まず、既存事業の拡大においては22年の伊賀メタン発酵、堆肥化設備の稼働に続き、三木バイオマスファクトリーの稼働が23年5月に開始、持続可能な成長に向けた設備増強も目白押しの状況となっている。
同社は全国自治体数の約24%となる425自治体と取引を行っているが、公民連携(PPP)の拡大を通じ更なる取引自治体数を拡大する計画。具体的に30/3期までに、全国12か所で公民連携協定を締結、内4か所で稼働開始を目指す。
なお、2018年の西日本豪雨、台風21号等以降、災害支援協定の締結が加速しているが、同社は災害支援協定においても23年12月末時点の締結数が全国の自治体数の約10%となる170件を締結している。同社が携わった総取扱量は約550万トンに達している。今回の能登震災においても災害支援協定の重要性が言われており、様々な災害の発生が多発化、広域化する中で、地方自治体との協定締結数の拡大を目指す。現状、能登震災での廃棄物処理の方向性が決まっていないが、道路寸断状況が厳しく海上コンテナ利用もあり得るため、今後、災害支援需要が高まる可能性もある。
事業エリアの拡大について、従来からM&Aで拡大を加速してきた実績が有り、M&Aによるグループ企業が18社ある。昨今も関西、関東で3社のM&Aを実行、この成果が現われつつある。さらに今後、保有施設が少ない地域で中間処理業者のM&Aをメインターゲットとし、その実行に合わせた設備投資計画も2030年を視野に具体化させている。
同社は上記の様な様々な施策の実行により、サーキュラーエコノミー社会の実現に向けて大きな役割を果たせる環境創造企業として、今後も順調な事業拡大が続こう。
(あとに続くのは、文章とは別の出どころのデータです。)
PR #10490, opened 2020-06-10
Give each cell a globally unique (level) ID

peterrum:
... and cache the infomration in `parallel::TriangulationBase::NumberCache`.

~~At the moment, the IDs on the levels are still missing. For that, I am currently preparing a PR, which simplifies the `DoFHandlerPolicy` for multigrid (ETA: soon).~~


peterrum:
This PR is ready for review! I think the best starting point are the tests [grid/global_ids_01](tests/grid/global_ids_01.cc) and  [grid/global_ids_03](tests/grid/global_ids_03.cc).

tjhei:
This is a useful thing to have, but I have a few questions that should probably be addressed in the documentation or fixed:
- why do you call it ``_id`` and not ``_index``? They are contiguous from 0 to count-1, so the name index might be more appropriate?
- Is the ``global id`` for active cells or for all cells?
- What is the default ordering of them, is this ordered by owner? This is worth spelling out.
- What happens with ids when refining/coarsening/repartitioning?
- Are these available for reading (not writing?) for ghost cells?
- When changing an id, what needs to be done to stay consistent? I would think that you would at least be able to violate that these are numbers between 0 and count-1?

peterrum:
In a nutshell, this PR adds a `DoFHandler<dim>` with `FE_DGQ<dim>(0)` to the `Triangulation` (with some optimizations). This used to be the way to enumerate cells contiguously :(

> why do you call it _id and not _index? They are contiguous from 0 to count-1, so the name index might be more appropriate?

You are right. I have changed them to `global_index()` and `global_level_index()`.

> Is the global id for active cells or for all cells? if for active, this should be reflected in the name.

It is for the active ones. The name is chosen as in the case of `subdomain_id()` vs. `level_subdomain_id()`. Normally, we are not explicit about active, are we?

> What is the default ordering of them, is this ordered by owner? This is worth spelling out.

I don't think this is relevant (it is like in the `DoFHandler` case). The user shouldn't make any particular assumptions. It is suitable to set up a partitioner/vector.

> What happens with ids when refining/coarsening/repartitioning?

The indices are set up again.

> Are these available for reading (not writing?) on ghost cells?
When changing an id, what needs to be done to stay consistent? I would think that you would at least be able to violate that these are numbers between 0 and count-1? What about ghost values?

I have disabled writing for now. The indices can be accessed on locally-owned and ghost cells.

> Can you document the difference between cell->index(), cell->id, and this one?

Yes, I can. Probably the `Module` page is the right place? In short:
* `index()`: local index on the level
* `global_index()`: global index on active level
* `global_level_index()`: global index on refinement level
* `id()`: unique *number* for all possible levels

> This is a useful thing to have,

I agree; we already have a couple of use cases in mind!

tjhei:
> Yes, I can. Probably the `Module` page is the right place? In short:

There is also ``active_cell_index`` by the way, which is similar to this. But unfortunately counts artificial and ghost cells. It might be worth trying to get rid of it?

peterrum:
> There is also active_cell_index by the way, which is similar to this. But unfortunately counts artificial and ghost cells. It might be worth trying to get rid of it?

Good point, @tjhei! I wouldn't go so far that I would suggest to get rid of it. But rather to make it consistent with the new one! As far as I can see there is no big use of `active_cell_index()` but to access a local vector. 

This PR enables the access into a global vector (with the help of global indices and a partitioner). The new data structures could be applied the following way to access a local vector:

```cpp
unsigned int
CellAccessor<dim, spacedim>::active_cell_index() const
{
  const auto i = this->tria->levels[this->present_level]
                   ->global_cell_indices[this->present_index];

  const auto tria_parallel =
    dynamic_cast<const parallel::TriangulationBase<dim, spacedim> *>(
      &*this->tria);

  if (tria_parallel)
    return (tria_parallel->global_cell_index_partitioner().global_to_local(i));
  else
    return i;
}
```

(Note: there are still a few tests that don't like this change. But in principal, this or something similar could work.)

However, let's postpone this to follow-up PR.

peterrum:
> Yes, I can. Probably the Module page is the right place?

Could we postpone this to a follow-up PR? I would like to extend `GridOut::write_svg` so that it can also output the global index. A picture is probably the best way to explain the different indices/ids!?

jodlbauer:
Does the same cell return the same ID independent of the number of MPI ranks used?

peterrum:
> Does the same cell return the same ID independent of the number of MPI ranks used?

It depends how you partition your mesh. If you partition a space-filing curve: yes. If you use some graph-partitions: with high probability no.

include/deal.II/distributed/tria_base.h
```diff
@@ -201,6 +202,18 @@ namespace parallel
     const std::set<types::subdomain_id> &
     level_ghost_owners() const;
 
+    /**
+     * Return partitioner for the global cell indices.
+     */
+    const Utilities::MPI::Partitioner &
+    global_cell_index_partitioner() const;
```
bangerth, line 209: I don't think I understand what the function is about. Can you be more explicit in the documentation? Same for the next one.

include/deal.II/grid/tria_accessor.h
```diff
@@ -3337,6 +3343,24 @@ class CellAccessor : public TriaAccessor<dim, dim, spacedim>
    * @}
    */
 
+  /**
+   * Return global cell id for an active cell.
+   */
+  types::global_cell_index
+  global_active_cell_index() const;
```
bangerth, line 3350: Can you add that (assuming this is true) for sequential triangulations, this function returns the same as `active_cell_index()` but that for parallel triangulations, this is not true (and a brief description of what it really is in that case).

include/deal.II/numerics/vector_tools_integrate_difference.templates.h
```diff
@@ -882,6 +882,8 @@ namespace VectorTools
                                                 q,
                                                 update_flags);
 
+      difference = 0;
+
```
bangerth, line 886: changes like to this file, or converting for loops to range-based are independent of this patch -- you'll make everyone's lives easier if you extract these to separate patches because then the one you're really after becomes smaller and easier to review.

include/deal.II/numerics/vector_tools_integrate_difference.templates.h
```diff
@@ -1252,17 +1248,19 @@ namespace VectorTools
            ExcMessage("input vector cell_error has invalid size!"));
 #ifdef DEBUG
     {
+      InVector cellwise_error_copy = cellwise_error;
+
+      for (const auto &cell : tria.active_cell_iterators())
+        if (cell->is_locally_owned())
+          cellwise_error_copy[cell->active_cell_index()] = 0.0;
```
bangerth, line 1255: I don't get this change here. The previous code did not need the copy of the vector -- why was that change necessary?

source/distributed/fully_distributed_tria.cc
```diff
@@ -391,6 +391,18 @@ namespace parallel
...
 
+    template <int dim, int spacedim>
+    void
+    Triangulation<dim, spacedim>::add_periodicity(
+      const std::vector<dealii::GridTools::PeriodicFacePair<cell_iterator>>
+        &periodicity_vector)
+    {
+      dealii::Triangulation<dim, spacedim>::add_periodicity(periodicity_vector);
+      this->update_number_cache();
+    }
```
bangerth, line 402: I think this had already been part of a previous patch?

source/distributed/tria_base.cc
```diff
@@ -164,9 +165,14 @@ namespace parallel
...
-      for (const auto &cell : this->active_cell_iterators())
-        if (cell->is_ghost())
-          number_cache.ghost_owners.insert(cell->subdomain_id());
+      {
+        const auto vertices_with_ghost_neighbors =
+          GridTools::compute_vertices_with_ghost_neighbors(*this);
+        for (const auto &vertex_with_ghost_neighbors :
+             vertices_with_ghost_neighbors)
+          for (const auto &ghost_neigbor : vertex_with_ghost_neighbors.second)
+            number_cache.ghost_owners.insert(ghost_neigbor);
```
bangerth, line 174: and this as well?

source/distributed/tria_base.cc
```diff
@@ -342,6 +351,196 @@ namespace parallel
...
+  TriangulationBase<dim, spacedim>::reset_global_cell_indices()
+  {
+#ifndef DEAL_II_WITH_MPI
+    Assert(false, ExcNeedsMPI());
+#else
+
+    // currently only implemented for distributed triangulations
+    if (dynamic_cast<const parallel::DistributedTriangulationBase<dim, spacedim>
+                       *>(this) == nullptr)
+      return;
```
bangerth, line 365: That looks dangerous -- what happens for other triangulation? Do we get wrong information in those cases?

source/distributed/tria_base.cc
```diff
@@ -342,6 +351,196 @@ namespace parallel
...
+               MPI_SUM,
+               this->mpi_communicator);
+
+    // 3) give global indices to locally-owned cells and mark all other cells as
+    //    invalid
+    for (const auto &cell : this->active_cell_iterators())
+      if (cell->is_locally_owned())
+        cell->set_active_cell_index(cell_index++);
+      else
+        cell->set_active_cell_index(numbers::invalid_dof_index);
```
bangerth, line 387: don't we have an `invalid_cell_index`? This has the wrong type...

bangerth: also, don't you want to set the *global* indices here and below? This looks wrong.

peterrum:
I have updated this PR since I would like to use as discussed in https://github.com/dealii/dealii/pull/11092#discussion_r511081226. The `active_cell_index` is not touched in any way.

I have introduced:
- `CellAccessor::global_active_cell_index` as globally unique index of active cells (and `global_active_cell_index_local` as the local index into a partitioner)
- `CellAccessor::global_level_cell_index` as globally unique index of level cells (and `global_level_cell_index_local` as the local index into a partitioner)

The old version, which redefines `active_cell_index` (which is the way to go in the long term), can be found here https://github.com/peterrum/dealii/tree/cell_global_id_old.

doc/news/changes/minor/20200612Munch
```diff
@@ -0,0 +1,10 @@
+New: Each cell is assigned a globally unique active cell index and (if requested) 
+a level cell index. These indices are integers and originate from a contiguous index set.
```
kronbichler, line 2:
```suggestion
a level cell index. These indices are integers enumerated contiguously within
each subdomain of the mesh. 
```
Is this what you try to say here?

doc/news/changes/minor/20200612Munch
```diff
@@ -0,0 +1,10 @@
+New: Each cell is assigned a globally unique active cell index and (if requested) 
+a level cell index. These indices are integers and originate from a contiguous index set. 
+Users can query locally-owned and ghost cells for their indices via CellAccessor::global_active_cell_index()
+or CellAccessor::global_level_cell_index().
+The value is managed automatically by the Triangulation classes.
+Furthermore, triangulations deriving from parallel::TriangulationBase provide partitioners
+for these indices. These partitioners can be used to set up ghosted vectors with one entry per
```
kronbichler, line 7:
```suggestion
for these indices, which can be used to set up ghosted vectors with one entry per
```

include/deal.II/distributed/tria_base.h
```diff
@@ -201,6 +202,18 @@ namespace parallel
...
     level_ghost_owners() const;
 
+    /**
+     * Return partitioner for the global active cell indices.
+     */
+    const Utilities::MPI::Partitioner &
+    global_active_cell_index_partitioner() const;
+
+    /**
+     * Return partitioner for the global level cell indices of given @p level.
```
kronbichler, line 212:
```suggestion
     * Return partitioner for the global indices of the cells on the given @p level of the triangulation.
```

include/deal.II/grid/tria_accessor.h
```diff
@@ -3443,6 +3449,35 @@ class CellAccessor : public TriaAccessor<dim, dim, spacedim>
    * @}
    */
 
+  /**
+   * Return global active cell id for an active cell.
```
kronbichler, line 3453:
```suggestion
   * Return global active cell index for an active cell.
```

include/deal.II/grid/tria_accessor.h
```diff
@@ -3443,6 +3449,35 @@ class CellAccessor : public TriaAccessor<dim, dim, spacedim>
...
+
+  /**
+   * Return local index inside of the partitioner returned by
+   * global_active_cell_index_partitioner().
+   *
+   * @note For a serial Triangulation, the returned value is the same as
+   *   returned by active_cell_index().
+   */
+  types::global_cell_index
+  global_active_cell_index_local() const;
```
kronbichler, line 3466: I find this name a bit confusing by having `global` and `local` in the name. For what purposes do we anticipate using this index, given that it can be computed reasonably quickly by `tria.get_active_cell_index_partitioner().global_to_local(cell->global_active_cell_index())`? Of course, this would imply that we actually store the global index in the mesh (rather than the MPI-local one), and skip all the index translations in the implementation below.

include/deal.II/grid/tria_levels.h
```diff
@@ -156,6 +156,16 @@ namespace internal
...
+      /**
+       * Global cell index of each active cell.
+       */
+      std::vector<types::global_cell_index> global_active_cell_indices;
+
+      /**
+       * Global cell index of each cell on the given level.
+       */
+      std::vector<types::global_cell_index> global_level_cell_indices;
+
```
kronbichler, line 168: Can you move these vectors close to the `active_cell_indices` field in line 103 or that part down here?

source/distributed/tria_base.cc
```diff
@@ -342,6 +346,201 @@ namespace parallel
...
+        std::vector<types::global_cell_index> n_cells_level(
+          this->n_global_levels(), 0);
+
+        MPI_Allreduce(n_locally_owned_cells.data(),
+                      n_cells_level.data(),
+                      this->n_global_levels(),
+                      Utilities::MPI::internal::mpi_type_id(
+                        n_locally_owned_cells.data()),
+                      MPI_SUM,
+                      this->mpi_communicator);
```
kronbichler, line 456: I'm sure the additional efficiency is minuscule compare to , but I ask nonetheless: What would you think of doing an `MPI_Bcast` the result from `ExScan` on the last rank, augmented by the sum of cells on all levels on that rank?

source/distributed/tria_base.cc
```diff
@@ -342,6 +346,201 @@ namespace parallel
...
+                      this->locally_owned_subdomain())
+                    is_local.add_index(index);
+                  else
+                    is_ghost.add_index(index);
+                }
+
+            number_cache.level_cell_index_partitioners[l] =
+              Utilities::MPI::Partitioner(is_local,
+                                          is_ghost,
+                                          this->mpi_communicator);
```
kronbichler, line 506: Given that we didn't build that information before at all, this is a pretty compact code in relation to the content of information contained here.

source/distributed/tria_base.cc
```diff
@@ -342,6 +346,201 @@ namespace parallel
...
+                        .global_to_local(
+                          cell->global_level_cell_index_local()));
+                }
+          }
+      }
+
+#endif
+  }
+
+
```
kronbichler, line 525: use three empty lines between the different functions, here and below.

kronbichler (commented):
It's good to get this to the finish line. I collected a few questions and remarks below.

include/deal.II/grid/tria_accessor.h
peterrum: I am actually translating during setup the global indices to local indices. This function returns simply that value.

source/distributed/tria_base.cc
peterrum: It has been prepared by a couple of PRs half a year ago ;)

peterrum:
@kronbichler I have incorporated your suggestions!

include/deal.II/grid/tria_accessor.h
kronbichler: I know, that's what I meant by "skip all the index translations" because we would just fill the global index.

peterrum: I am not sure what you are suggesting. Should we save the actual global index?

In my opinion, it is more useful to save the MPI-local indices since in normal case we would access some vectors. But I can change this.

kronbichler: Yes, my intuition would have been to save the global index and only provide an access function to that variable since I see the confusion of two "MPI-local" indices, the `active_cell_index()` we already have and this one here. I admit it is not perfect because one needs to go through the index translations and access vectors with `operator()`. Anyway, this is up to discussion and I wanted to
- hear what others think and
- in case we like the more direct access to the MPI-local indices, have others participate in finding a good name for the access function.

include/deal.II/distributed/tria_base.h
```diff
@@ -201,6 +202,20 @@ namespace parallel
...
+    const Utilities::MPI::Partitioner &
+    global_active_cell_index_partitioner() const;
+
+    /**
+     * Return partitioner for the global indices of the cells on the given @p
+     * level of the triangulation.
+     */
+    const Utilities::MPI::Partitioner &
+    global_level_cell_index_partitioner(const unsigned int level) const;
+
```
kronbichler, line 218: A question on the place for this function: If we envision these functions to be often, I would prefer to have the partitioners in the base class `Triangulation` already, to avoid downcasting in many places. After all, a partitioner is also valid (albeit boring) on a serial triangulation.

kronbichler: Wait, we also provide the MPI communicator only in this function, so we better stick to this class.

kronbichler (approved):

include/deal.II/grid/tria_accessor.h
peterrum: As discussed offline, I am now storing the global indices and have removed the function that are ending with `_local` for now.

kronbichler (approved):

include/deal.II/grid/tria_accessor.h
kronbichler: @peterrum do you still want to augment the documentation somewhat as suggested by @bangerth?

kronbichler:
Let us address the comment in a follow-up PR and merge here.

株価は24/3期修正予想EPS136.77円に対し、PER19.3倍、ダイセキ21.5倍とほぼ同等、要興業11.4倍、イボキン9.9倍、エンビプロ12.8倍と比較し高くなっている。従来から日経平均並みの動きをしているが、現状、増額修正、連続最高益更新に加え、事業展開の潜在的な成長性が高いとみられ、サーキュラーエコノミーに関する代表的な成長企業としてややポジティブと考える。